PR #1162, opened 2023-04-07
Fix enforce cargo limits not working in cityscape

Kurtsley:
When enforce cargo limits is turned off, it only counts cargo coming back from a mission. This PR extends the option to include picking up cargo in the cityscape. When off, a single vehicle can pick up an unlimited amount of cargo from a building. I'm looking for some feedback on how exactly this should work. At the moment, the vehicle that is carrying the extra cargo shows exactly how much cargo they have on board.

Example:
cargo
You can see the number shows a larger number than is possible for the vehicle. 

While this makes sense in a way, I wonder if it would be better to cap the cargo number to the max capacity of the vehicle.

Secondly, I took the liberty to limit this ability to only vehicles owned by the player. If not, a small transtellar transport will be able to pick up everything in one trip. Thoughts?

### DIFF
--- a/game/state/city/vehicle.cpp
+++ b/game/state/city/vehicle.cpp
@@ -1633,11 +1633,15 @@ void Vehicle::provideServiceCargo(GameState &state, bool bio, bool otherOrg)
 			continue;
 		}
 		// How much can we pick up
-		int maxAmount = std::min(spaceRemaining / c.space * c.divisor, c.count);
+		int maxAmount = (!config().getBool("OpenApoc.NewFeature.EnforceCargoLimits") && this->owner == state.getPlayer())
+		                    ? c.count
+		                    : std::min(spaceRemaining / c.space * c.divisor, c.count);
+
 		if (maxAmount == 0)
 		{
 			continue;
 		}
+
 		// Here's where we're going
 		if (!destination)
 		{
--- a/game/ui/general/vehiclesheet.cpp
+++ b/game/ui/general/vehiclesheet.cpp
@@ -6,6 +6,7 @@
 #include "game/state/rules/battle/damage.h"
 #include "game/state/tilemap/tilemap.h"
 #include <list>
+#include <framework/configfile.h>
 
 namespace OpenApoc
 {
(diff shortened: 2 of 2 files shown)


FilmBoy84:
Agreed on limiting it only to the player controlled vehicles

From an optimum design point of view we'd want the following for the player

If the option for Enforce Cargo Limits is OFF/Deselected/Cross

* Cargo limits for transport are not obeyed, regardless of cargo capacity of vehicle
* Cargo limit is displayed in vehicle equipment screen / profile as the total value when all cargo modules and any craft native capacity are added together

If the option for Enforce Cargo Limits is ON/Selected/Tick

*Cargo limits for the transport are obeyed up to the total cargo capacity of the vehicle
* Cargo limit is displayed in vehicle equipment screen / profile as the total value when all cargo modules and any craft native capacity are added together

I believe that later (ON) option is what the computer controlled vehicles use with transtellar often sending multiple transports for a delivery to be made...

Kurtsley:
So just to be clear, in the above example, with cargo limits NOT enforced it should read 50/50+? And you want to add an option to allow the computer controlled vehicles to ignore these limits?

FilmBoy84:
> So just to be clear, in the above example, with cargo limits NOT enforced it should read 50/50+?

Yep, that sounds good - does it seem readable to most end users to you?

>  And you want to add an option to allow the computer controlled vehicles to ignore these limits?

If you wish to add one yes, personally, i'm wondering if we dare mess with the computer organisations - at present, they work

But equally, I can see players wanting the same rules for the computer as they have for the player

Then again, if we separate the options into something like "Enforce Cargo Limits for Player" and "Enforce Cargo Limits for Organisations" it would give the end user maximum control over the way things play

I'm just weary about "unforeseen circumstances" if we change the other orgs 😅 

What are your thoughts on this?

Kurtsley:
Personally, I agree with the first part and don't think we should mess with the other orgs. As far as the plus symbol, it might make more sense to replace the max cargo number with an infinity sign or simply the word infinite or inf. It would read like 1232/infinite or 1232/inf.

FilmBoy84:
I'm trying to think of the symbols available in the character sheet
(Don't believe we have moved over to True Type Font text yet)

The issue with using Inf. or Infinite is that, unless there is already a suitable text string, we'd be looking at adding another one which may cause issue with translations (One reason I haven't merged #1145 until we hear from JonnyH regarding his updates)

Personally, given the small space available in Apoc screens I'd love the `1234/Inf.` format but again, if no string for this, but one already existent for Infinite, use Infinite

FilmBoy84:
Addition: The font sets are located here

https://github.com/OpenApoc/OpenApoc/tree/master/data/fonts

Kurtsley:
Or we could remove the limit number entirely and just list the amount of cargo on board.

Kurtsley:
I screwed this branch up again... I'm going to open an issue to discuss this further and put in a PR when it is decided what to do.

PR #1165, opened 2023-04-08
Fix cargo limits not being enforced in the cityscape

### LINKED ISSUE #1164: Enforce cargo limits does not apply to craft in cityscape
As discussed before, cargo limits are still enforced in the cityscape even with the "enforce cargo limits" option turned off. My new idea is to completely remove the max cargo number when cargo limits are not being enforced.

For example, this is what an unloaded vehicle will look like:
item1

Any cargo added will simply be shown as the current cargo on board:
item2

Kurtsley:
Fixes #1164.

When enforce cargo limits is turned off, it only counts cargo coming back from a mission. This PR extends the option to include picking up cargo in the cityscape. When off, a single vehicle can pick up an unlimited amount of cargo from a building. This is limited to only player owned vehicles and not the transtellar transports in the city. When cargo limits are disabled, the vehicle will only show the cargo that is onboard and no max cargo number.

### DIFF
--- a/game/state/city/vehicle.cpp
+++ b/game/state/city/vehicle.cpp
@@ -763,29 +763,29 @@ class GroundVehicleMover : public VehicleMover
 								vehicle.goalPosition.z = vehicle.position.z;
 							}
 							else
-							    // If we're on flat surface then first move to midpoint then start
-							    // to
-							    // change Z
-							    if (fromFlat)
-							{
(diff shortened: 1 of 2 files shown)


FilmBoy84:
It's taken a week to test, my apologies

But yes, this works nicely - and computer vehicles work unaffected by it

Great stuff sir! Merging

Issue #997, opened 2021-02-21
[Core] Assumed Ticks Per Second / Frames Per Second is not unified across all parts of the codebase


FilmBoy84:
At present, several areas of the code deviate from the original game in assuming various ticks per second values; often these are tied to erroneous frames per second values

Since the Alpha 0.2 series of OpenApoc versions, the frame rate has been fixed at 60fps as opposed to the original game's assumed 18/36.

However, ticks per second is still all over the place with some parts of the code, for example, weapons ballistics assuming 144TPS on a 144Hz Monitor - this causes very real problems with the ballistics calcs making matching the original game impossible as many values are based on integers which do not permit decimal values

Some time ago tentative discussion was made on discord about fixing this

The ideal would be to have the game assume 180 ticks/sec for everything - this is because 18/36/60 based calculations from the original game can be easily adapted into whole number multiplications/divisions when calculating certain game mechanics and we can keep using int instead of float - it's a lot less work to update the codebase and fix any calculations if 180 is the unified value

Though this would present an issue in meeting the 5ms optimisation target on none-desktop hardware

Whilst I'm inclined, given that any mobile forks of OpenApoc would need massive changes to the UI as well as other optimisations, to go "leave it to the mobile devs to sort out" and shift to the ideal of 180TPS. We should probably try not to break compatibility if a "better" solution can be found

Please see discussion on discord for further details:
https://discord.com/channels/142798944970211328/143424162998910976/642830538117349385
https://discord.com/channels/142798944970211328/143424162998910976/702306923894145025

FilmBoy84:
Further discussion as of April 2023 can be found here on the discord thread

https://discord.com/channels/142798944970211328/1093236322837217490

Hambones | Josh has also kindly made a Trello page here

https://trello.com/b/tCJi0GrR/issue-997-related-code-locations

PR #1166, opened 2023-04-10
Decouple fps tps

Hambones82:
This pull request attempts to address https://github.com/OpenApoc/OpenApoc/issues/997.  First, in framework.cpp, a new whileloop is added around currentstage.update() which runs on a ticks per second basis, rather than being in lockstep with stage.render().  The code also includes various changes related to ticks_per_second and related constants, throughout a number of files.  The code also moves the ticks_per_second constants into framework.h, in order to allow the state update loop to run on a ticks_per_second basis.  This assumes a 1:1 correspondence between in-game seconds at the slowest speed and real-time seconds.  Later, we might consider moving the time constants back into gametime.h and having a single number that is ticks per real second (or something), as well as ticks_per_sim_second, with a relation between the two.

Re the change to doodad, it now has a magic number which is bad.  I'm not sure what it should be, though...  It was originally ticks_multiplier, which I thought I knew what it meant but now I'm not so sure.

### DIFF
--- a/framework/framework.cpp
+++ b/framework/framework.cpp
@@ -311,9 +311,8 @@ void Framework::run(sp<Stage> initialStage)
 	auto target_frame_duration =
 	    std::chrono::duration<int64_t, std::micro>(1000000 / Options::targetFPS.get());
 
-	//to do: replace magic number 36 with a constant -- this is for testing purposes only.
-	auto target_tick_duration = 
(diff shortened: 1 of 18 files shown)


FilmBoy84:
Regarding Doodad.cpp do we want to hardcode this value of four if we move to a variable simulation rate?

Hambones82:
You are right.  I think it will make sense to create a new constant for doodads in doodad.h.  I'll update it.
◆ ◆ ◆
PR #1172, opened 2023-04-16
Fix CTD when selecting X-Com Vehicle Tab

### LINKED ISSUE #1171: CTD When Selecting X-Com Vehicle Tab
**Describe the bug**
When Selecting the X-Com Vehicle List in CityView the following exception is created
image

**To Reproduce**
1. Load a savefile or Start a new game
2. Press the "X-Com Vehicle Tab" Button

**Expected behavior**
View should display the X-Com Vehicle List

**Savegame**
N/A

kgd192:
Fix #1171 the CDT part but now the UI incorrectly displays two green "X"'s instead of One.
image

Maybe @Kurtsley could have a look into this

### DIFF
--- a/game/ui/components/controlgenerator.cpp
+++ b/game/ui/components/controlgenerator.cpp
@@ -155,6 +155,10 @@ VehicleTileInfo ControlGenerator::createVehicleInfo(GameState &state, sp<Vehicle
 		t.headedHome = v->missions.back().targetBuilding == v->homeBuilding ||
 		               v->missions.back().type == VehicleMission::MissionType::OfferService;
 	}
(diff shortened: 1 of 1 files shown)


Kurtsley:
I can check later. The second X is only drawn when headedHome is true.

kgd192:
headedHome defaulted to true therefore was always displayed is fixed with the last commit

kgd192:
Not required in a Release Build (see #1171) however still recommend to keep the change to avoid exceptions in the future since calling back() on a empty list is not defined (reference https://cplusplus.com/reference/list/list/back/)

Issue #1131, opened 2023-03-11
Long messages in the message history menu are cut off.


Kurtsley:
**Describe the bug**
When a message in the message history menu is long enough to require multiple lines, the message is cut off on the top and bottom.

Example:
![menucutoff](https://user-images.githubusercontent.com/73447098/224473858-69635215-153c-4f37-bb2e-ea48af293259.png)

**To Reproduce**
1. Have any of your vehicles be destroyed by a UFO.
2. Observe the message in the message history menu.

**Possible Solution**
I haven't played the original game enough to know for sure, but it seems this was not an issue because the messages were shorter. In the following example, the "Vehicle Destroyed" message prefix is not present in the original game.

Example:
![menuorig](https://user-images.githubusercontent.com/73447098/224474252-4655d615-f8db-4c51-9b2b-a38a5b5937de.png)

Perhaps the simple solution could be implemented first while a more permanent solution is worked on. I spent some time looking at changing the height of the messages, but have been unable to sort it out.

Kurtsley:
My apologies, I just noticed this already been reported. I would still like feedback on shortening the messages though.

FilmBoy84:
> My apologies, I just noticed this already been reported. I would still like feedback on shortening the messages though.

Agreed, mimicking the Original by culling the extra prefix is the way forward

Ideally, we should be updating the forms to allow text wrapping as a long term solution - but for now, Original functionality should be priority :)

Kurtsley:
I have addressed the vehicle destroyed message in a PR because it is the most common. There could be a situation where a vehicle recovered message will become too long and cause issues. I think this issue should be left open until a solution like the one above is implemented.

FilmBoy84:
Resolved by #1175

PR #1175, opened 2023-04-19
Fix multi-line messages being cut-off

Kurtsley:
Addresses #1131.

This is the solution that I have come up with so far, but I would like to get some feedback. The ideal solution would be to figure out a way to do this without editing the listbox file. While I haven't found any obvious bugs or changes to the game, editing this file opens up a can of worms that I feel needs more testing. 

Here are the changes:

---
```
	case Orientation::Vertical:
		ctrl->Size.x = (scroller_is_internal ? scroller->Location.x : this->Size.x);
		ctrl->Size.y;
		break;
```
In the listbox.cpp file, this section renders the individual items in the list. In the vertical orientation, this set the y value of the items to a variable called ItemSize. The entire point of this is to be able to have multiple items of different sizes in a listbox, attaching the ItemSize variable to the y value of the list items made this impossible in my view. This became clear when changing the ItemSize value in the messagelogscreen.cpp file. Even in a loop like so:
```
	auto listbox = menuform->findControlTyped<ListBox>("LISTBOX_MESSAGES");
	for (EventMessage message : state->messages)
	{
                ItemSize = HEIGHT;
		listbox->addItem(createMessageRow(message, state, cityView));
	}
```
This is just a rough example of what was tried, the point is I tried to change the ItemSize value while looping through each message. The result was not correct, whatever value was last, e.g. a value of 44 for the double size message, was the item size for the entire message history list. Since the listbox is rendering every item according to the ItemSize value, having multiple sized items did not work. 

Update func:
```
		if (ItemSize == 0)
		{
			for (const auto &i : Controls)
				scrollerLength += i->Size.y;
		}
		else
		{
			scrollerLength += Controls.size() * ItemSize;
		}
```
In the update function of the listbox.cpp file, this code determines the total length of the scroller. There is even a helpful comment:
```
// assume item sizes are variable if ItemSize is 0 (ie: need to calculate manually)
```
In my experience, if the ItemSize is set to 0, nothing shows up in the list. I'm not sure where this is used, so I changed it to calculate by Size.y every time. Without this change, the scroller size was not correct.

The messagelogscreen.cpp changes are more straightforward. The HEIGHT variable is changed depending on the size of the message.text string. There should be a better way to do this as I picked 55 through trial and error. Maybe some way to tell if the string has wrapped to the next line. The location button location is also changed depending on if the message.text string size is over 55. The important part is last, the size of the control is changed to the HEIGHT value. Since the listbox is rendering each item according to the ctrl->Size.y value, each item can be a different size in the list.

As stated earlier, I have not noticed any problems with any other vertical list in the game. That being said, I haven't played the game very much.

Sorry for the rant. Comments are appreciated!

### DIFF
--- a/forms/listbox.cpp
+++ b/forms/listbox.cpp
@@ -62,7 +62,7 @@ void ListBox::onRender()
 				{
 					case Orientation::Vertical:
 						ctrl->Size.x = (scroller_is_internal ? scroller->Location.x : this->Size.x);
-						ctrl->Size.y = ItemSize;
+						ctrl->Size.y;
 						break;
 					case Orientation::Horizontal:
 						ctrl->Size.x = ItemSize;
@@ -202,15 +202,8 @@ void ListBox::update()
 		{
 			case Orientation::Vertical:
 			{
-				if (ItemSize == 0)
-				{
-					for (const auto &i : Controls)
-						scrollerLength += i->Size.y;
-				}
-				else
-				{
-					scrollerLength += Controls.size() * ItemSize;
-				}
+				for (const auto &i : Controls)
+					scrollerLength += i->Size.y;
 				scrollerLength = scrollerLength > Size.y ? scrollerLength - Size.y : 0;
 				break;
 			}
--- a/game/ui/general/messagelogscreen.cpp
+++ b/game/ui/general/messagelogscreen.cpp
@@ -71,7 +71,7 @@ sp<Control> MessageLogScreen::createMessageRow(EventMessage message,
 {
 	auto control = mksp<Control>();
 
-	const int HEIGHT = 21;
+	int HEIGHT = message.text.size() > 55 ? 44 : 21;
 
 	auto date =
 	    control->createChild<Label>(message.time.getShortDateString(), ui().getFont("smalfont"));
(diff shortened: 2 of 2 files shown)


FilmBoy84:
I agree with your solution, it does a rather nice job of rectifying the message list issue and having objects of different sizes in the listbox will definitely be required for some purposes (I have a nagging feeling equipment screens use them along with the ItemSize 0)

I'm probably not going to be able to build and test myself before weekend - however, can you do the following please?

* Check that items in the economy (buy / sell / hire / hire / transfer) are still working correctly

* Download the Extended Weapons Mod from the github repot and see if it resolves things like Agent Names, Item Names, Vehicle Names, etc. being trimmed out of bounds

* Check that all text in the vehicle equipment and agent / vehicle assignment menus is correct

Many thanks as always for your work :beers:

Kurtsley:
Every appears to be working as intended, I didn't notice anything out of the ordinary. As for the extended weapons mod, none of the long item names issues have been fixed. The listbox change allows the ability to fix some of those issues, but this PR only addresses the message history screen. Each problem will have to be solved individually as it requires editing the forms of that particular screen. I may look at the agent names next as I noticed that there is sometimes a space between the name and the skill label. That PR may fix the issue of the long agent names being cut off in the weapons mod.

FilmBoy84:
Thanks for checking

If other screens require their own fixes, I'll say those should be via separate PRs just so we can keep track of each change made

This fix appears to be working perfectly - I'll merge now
◆ ◆ ◆
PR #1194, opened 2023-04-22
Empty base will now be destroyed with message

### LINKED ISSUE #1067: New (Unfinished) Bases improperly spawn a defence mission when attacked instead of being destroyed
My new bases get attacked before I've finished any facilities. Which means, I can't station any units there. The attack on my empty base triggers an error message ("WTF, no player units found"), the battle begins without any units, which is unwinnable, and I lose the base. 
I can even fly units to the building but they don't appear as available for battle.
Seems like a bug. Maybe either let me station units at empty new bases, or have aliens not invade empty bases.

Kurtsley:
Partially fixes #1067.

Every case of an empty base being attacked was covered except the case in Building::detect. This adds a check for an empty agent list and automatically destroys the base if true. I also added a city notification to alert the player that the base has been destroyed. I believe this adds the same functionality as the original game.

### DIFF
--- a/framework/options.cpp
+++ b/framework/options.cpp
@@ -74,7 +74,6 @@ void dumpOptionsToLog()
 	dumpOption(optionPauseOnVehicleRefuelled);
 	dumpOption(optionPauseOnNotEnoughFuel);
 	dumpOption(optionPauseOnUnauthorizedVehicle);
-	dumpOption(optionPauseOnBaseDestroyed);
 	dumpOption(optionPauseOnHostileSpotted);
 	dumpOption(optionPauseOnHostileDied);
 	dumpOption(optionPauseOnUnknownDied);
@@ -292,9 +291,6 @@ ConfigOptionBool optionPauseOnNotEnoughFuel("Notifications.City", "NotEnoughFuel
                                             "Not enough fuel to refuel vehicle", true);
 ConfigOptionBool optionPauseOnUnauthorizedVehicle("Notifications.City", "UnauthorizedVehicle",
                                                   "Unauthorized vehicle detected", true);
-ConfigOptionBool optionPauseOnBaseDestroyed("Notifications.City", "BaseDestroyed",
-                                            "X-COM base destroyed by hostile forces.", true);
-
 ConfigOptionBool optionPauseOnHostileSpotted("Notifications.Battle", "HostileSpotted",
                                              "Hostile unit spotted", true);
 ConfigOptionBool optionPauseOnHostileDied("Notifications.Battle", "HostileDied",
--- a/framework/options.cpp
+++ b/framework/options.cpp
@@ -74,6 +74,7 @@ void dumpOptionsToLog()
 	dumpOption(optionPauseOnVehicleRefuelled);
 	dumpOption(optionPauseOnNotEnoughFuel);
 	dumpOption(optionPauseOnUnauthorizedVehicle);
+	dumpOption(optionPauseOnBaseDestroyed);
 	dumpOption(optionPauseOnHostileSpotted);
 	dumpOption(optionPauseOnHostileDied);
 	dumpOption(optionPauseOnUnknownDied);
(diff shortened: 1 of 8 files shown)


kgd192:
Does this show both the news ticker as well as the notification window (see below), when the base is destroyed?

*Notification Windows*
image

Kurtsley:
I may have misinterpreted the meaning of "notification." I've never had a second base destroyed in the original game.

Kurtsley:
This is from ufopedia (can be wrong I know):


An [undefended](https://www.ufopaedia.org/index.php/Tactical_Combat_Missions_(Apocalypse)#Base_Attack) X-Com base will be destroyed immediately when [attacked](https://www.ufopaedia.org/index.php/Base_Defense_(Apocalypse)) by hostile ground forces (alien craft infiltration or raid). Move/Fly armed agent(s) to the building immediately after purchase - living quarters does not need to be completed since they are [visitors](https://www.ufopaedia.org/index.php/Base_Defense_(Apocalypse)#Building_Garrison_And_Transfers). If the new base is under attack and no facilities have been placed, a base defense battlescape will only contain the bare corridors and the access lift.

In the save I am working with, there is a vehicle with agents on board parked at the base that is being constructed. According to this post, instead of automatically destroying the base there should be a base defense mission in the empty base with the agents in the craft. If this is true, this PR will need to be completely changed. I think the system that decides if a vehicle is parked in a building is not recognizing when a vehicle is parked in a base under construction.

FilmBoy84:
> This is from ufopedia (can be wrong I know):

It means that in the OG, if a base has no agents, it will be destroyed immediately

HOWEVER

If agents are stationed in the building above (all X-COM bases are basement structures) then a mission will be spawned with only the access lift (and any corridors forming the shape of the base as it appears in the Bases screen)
◆ ◆ ◆
- **Aim of the exercise**: Across the material, report every line that has the word "parts".

- **Answer to this task**:
[Core] Assumed Ticks Per Second / Frames Per Second is not unified across all parts of the codebase
However, ticks per second is still all over the place with some parts of the code, for example, weapons ballistics assuming 144TPS on a 144Hz Monitor - this causes very real problems with the ballistics calcs making matching the original game impossible as many values are based on integers which do not permit decimal values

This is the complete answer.